Exercise: Tally the lines below that contain the word "length", then give the tally alone.

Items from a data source
══════

PR #537, opened 2023-10-06
♻️ Refactor free book and payment tx creation functions

williamchong:
Follow up on https://github.com/likecoin/likecoin-api-public/pull/532

### DIFF
--- a/src/util/api/likernft/book/index.ts
+++ b/src/util/api/likernft/book/index.ts
@@ -356,9 +356,11 @@ export function validatePrice(price: any) {
     name = {},
     description = {},
   } = price;
-  if (!(priceInDecimal >= 0
-    && (typeof priceInDecimal === 'number')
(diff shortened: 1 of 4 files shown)


WeiJun0827 (approved):

src/util/api/likernft/book/index.ts
```diff
@@ -356,9 +356,11 @@ export function validatePrice(price: any) {
     name = {},
     description = {},
   } = price;
-  if (!(priceInDecimal >= 0
-    && (typeof priceInDecimal === 'number')
-    && (priceInDecimal === 0 || priceInDecimal >= MIN_BOOK_PRICE_DECIMAL))) {
+  if (!(
+    priceInDecimal >= 0
+    && typeof priceInDecimal === 'number'
```
nwingt: Should check type first?

PR #542, opened 2023-11-01
[TAS-566] ✨ Add `POST /:classId/price` API for adding new NFT Book edition

WeiJun0827:


src/routes/likernft/book/store.ts
```diff
@@ -189,6 +189,28 @@ router.get('/:classId/price/:priceIndex', jwtOptionalAuth('read:nftbook'), async
...
+    const bookInfo = await getNftBookInfo(classId);
+    if (!bookInfo) throw new ValidationError('BOOK_NOT_FOUND', 404);
+
+    const { prices = [] } = bookInfo;
+    const newPriceInfo = formatPriceInfo(price);
+    prices.push(newPriceInfo);
+
+    await updateNftBookInfo(classId, { prices });
+    res.json({
+      index: prices.length - 1,
```
williamchong, line 215: Should the input contains `index`, then we compare the index does not already exists, so that we know that user is not adding duplicated price?

WeiJun0827: Should the use case be adding a new price at the end of prices, or adding with specific price index (where user should know the prices length first)?

src/routes/likernft/book/store.ts
```diff
@@ -189,6 +189,35 @@ router.get('/:classId/price/:priceIndex', jwtOptionalAuth('read:nftbook'), async
   }
 });
 
+router.post('/:classId/price', jwtAuth('write:nftbook'), async (req, res, next) => {
+  try {
+    const { classId } = req.params;
+    const { price, priceIndex } = req.body;
```
williamchong: Should `priceIndex` be in path for consistency?

src/routes/likernft/book/store.ts
williamchong: end of prices

williamchong (approved):

PR #546, opened 2023-11-03
🔧 Split arweave v1 and v2 size config

williamchong:


src/routes/arweave/index.ts
```diff
@@ -1,7 +1,8 @@
 import { Router } from 'express';
 import multer from 'multer';
 import {
-  ARWEAVE_MAX_SIZE,
+  ARWEAVE_MAX_SIZE_V2,
```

══════

Task result: 2